Cardiovascular disease (CVD) is one of the leading causes of death throughout the world. The World Health Organization (WHO) has predicted that the global prevalence of CVD will reach 24 million by 2030 [1]. There is increasing evidence that dietary patterns, certain foods, and food constituents have the potential to benefit CVD prevention through a variety of mechanisms. Total cholesterol (TC) and triglycerides (TG) have featured as important indicators of CVD risk for use in serum [25]. Recent data have demonstrated that abnormalities in the metabolism of lipoproteins and apolipoproteins are also responsible for an increased risk of CVDs, supporting the idea that they are more reliable indicator of risk than conventional serum lipid measurements [6, 7].

Chlorella is single-celled green alga that is widely marketed as a dietary supplement or incorporated into food. Animal studies demonstrated that Chlorella supplementation reduced the serum cholesterol levels under high-fat or high-cholesterol diets [810]. Small, open-label trials yielded promising results with a focus on the improvement of serum cholesterol [1113], but this effect has not been examined in randomized, placebo-controlled trials (RCTs) with a wider array of biomarkers. Chlorella is also known as a potential source of a wide spectrum of nutrients, including chlorophyll, carotenoids, minerals, vitamins, and long-chain polyunsaturated fatty acids [14]. Especially, omega-3 fatty acid and carotenoids have received considerable interests due to their roles in the prevention of chronic diseases and maintaining good health. Many investigators have demonstrated the importance of omega-3 fatty acid for reduction in serum triglyceride concentration [15, 16]. The health benefits of carotenoids have been ascribed, in part, to antioxidant scavenging singlet molecular oxygen and peroxyl radicals [17]. Lutein, the most abundant carotenoid in Chlorella, together with zeaxanthin have been shown to be associated with eye health and function [18]. Beta-carotene are known to be inversely related to the risk of CVDs and certain cancers [19]. Alpha and β-carotene have the added advantage of being able to convert to vitamin A, which is involved in developing and preventing chronic diseases [20]. As for the relationship between carotenoids and cholesterol, most studies have been investigated with respect to the effects of the single carotenoid compound on membrane mechanics [21], intestinal absorption [22] and incorporation into liposomes [23]. To the best of our knowledge, there is no study where the carotenoid in Chlorella has been related to the cholesterol metabolism in humans.
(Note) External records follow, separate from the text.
PR #81, opened 2020-11-26
Start metrics collector

Ladsgroup:
Bug: T268635

### DIFF
--- a/package.json
+++ b/package.json
@@ -10,7 +10,7 @@
     "e2e": "vue-cli-service test:e2e",
     "e2e:saucelabs": "env DATE=\"$(date)\" nightwatch --config nightwatch.conf.js --env sauceChrome,sauceFirefox,sauceEdge,sauceSafari",
     "serve": "vue-cli-service serve",
-    "build": "vue-cli-service build",
+    "build": "vue-cli-service build --mode production",
     "test:unit": "vue-cli-service test:unit",
     "test:lint": "vue-cli-service lint --no-fix --max-warning 0",
     "test": "npm-run-all test:* && vue-cli-service build",
--- a/src/ServicesFactory.ts
+++ b/src/ServicesFactory.ts
@@ -1,0 +1,16 @@
+import QueryBuilderServices from '@/QueryBuilderServices';
+import FetchSearchEntityRepository from '@/data-access/FetchSearchEntityRepository';
+import StatsvMetricsCollector from '@/data-access/StatsvMetricsCollector';
+
+const services = new QueryBuilderServices();
+services.set( 'searchEntityRepository', new FetchSearchEntityRepository(
+	'en', // TODO: this should somehow depend on the browser via T263553
+	process.env.VUE_APP_WIKIBASE_API_URL || '',
+) );
+
+services.set( 'metricsCollector', new StatsvMetricsCollector(
+	'Wikidata.query-builder',
+	process.env.VUE_APP_STATSV_ENDPOINT || null,
+) );
+
+export default services;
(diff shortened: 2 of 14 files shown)


micgro42 (changes requested):
Love it, but there are a couple of things left to do:

- base it on top of #78 and use the `env.production` file for configuration
- don't create that collector three times, but create it only once in the service container and use it from there (see `main.ts` and `QueryBuilderServices.ts`)
- tests are still missing :)

Ladsgroup:
> Love it, but there are a couple of things left to do:
> 
>     * base it on top of #78 and use the `env.production` file for configuration
Done
> 
>     * don't create that collector three times, but create it only once in the service container and use it from there (see `main.ts` and `QueryBuilderServices.ts`)

Done, I had to make some adjustments in general to make it work but I hope that looks okay.
> 
>     * tests are still missing :)
Added. Thanks.

package.json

We, therefore, designed a double-blinded RCT to test the hypothesis that a daily intake of Chlorella supplement improves serum lipid profile, which may be attributed to enhancement of serum carotenoids. To this end, we assessed serum TC, TG, lipoproteins, apolipoproteins and carotenoids (lutein/zeaxanthin, α-carotene and β-carotene) in subjects with mild hypercholesterolemia after daily intake of Chlorella supplement for 4 weeks. Moreover, we evaluated the relations between changes in serum lipids and changes in serum carotenoids.
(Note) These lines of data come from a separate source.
PR #82, opened 2020-11-26
Created list of allowed datatypes

guergana:
Not sure about the location. Put it in the root folder for now. Open to suggestions.

### DIFF
--- a/src/allowedDataTypes.ts
+++ b/src/allowedDataTypes.ts
@@ -1,0 +1,24 @@
+const allowedDataTypes = [
+	/* string typed datatypes */
+	'commonsMedia',
+	'geo-shape',
+	'string',
+	'tabular-data',
+	'url',
+	'external-id',
+	'musical-notation',
+	'math',
+	/* other (non-string) typed datatypes - TODO: add support
+    'time',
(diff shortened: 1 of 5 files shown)


src/allowedDataTypes.ts
```diff
@@ -0,0 +1,21 @@
+const allowedDataTypes = [
```
Ladsgroup, line 1: I'm pretty sure we don't yet support around of these data types like time or wikibase-item, they all need to be removed and only things that have "value type" of string should stay. I will find the list for you now.

Ladsgroup (changes requested):

src/allowedDataTypes.ts
Ladsgroup: The list: https://github.com/wikimedia/Wikibase/blob/master/lib/WikibaseLib.datatypes.php#L18

guergana: oh, ok. That was not made clear in the ticket, I can leave them commented out to be added later easily.

Ladsgroup (approved):
Thanks.

PR #83, opened 2020-11-26
Fix banana tests

Ladsgroup:
Translatewiki bot adds "@metadata" key in qqq.json that doesn't exist in
en.json and the test mistakenly takes it as an orphan description and
error out. Ignoring that particular key.

### DIFF
--- a/tests/unit/i18n/banana.spec.ts
+++ b/tests/unit/i18n/banana.spec.ts
@@ -27,6 +27,9 @@ describe( 'banana tests', () => {
 		}
 
 		for ( messageKey in messages.qqq ) {
+			if ( messageKey === '@metadata' ) {
+				continue;
+			}
 			expect( messages.en[ messageKey ] ).toBeTruthy();
 		}
 	} );


bereket-WMDE:
> Translatewiki bot adds "@metadata" key in qqq.json that doesn't exist in
> en.json and the test mistakenly takes it as an orphan description and
> error out. Ignoring that particular key.

@Ladsgroup is it only in the en.json file ?
if so, what is the reason ?

Ladsgroup:
> > Translatewiki bot adds "@metadata" key in qqq.json that doesn't exist in
> > en.json and the test mistakenly takes it as an orphan description and
> > error out. Ignoring that particular key.
> 
> @Ladsgroup is it only in the en.json file ?
> if so, what is the reason ?

the metadata gets added to anything but en.json because they get edited in translatewiki (including qqq) and they need to credit the authors. Here's an example: https://github.com/wmde/query-builder/blob/master/public/i18n/fa.json

micgro42 (approved):

PR #84, opened 2020-11-27
Add execute right to updater.sh

Ladsgroup:
Without it, the pods fail with this error:
tools.query-builder-test@tools-sgebastion-07:~/query-builder$ kubectl logs test-6l8kv
/bin/sh: 1: /data/project/query-builder-test/query-builder/build/updater.sh: Permission denied


bereket-WMDE:
the failing checks should be fixed in [85](https://github.com/wmde/query-builder/pull/85)

bereket-WMDE (approved):

PR #87, opened 2020-11-30
Fix for dropdown always changing to matching on validation

guergana:


Ladsgroup (changes requested):
I added that line for another edge case, it's when you use a property with limited support but then change it to another property with full support, without this line, the fields stay disabled. This should fix it in another way.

One hundred twenty six subjects (>20 years old) were recruited from the CHA Medical Center (Bundang, Gyeonggi-do, Korea). To be eligible, subjects were required to have a serum TC level between 5.18 and 6.48 mmol/L (mild hypercholesterolemia) at the screening visit. Exclusion criteria were: the consumption of medications and/or dietary supplements that affect lipid metabolisms; pregnancy or lactation; known hypersensitivity to the study product; the presence of familial hypercholesterolemia, CVD, hypertensions, diabetes mellitus, hepatic diseases, kidney diseases, thyroid diseases or other systemic diseases. The study protocol was approved by the Institutional Review Boards of CHA Medical Center and Ewha Womans University (Seoul, Korea).

Test samples

Tablets composed of Chlorella (Chlorella vulgaris) powder or lactose powder (color-matched placebo) provided by Daesang Corp. (Seoul, Korea) were used in this trial. The Chlorella tablet (650 mg) contained 416 mg of Chlorella powder with the following nutritional composition (per 100 g): 5.4 g moisture, 60.6 g protein, 3.7 g total carbohydrates, 12.8 g total lipids, 13.0 g dietary fiber, 4.5 g ash, 58,900 IU vitamin A, 74 mg vitamin C, 22.8 mg vitamin E, and 2.4 g chlorophylls [10]. The carotenoid content of Chlorella powder was determined in our laboratory by using a high-performance liquid chromatography (HPLC) method [24] and the results are as follows (per 100 g): 260 mg lutein, 5 mg zeaxanthin, 24 mg α-carotene, and 17 mg β-carotene.

Study design

After initial screening and the following 2-week lead-in phase, 68 eligible subjects (44 female and 19 male) were randomized into either Chlorella or placebo in a double-blinded fashion. The participants were advised to maintain their usual level of activity and diet, but to avoid certain high-cholesterol and high-carotenoid foods during the lead-in and the intervention days. They were also advised to take 4 tablets of test sample with water immediately after each meal, a total of 12 tablets (5 g as Chlorella powder) a day, for 4 weeks. To monitor the subjects’ dietary compliances and assess their nutrient intake, three-day food diaries (including two weekdays and one weekend day) were completed at the beginning and end of the study. Energy and nutrient intakes were calculated using a computer-aided nutritional analysis program (CAN-pro 3.0, Korean Nutrition Society, Seoul, Korea).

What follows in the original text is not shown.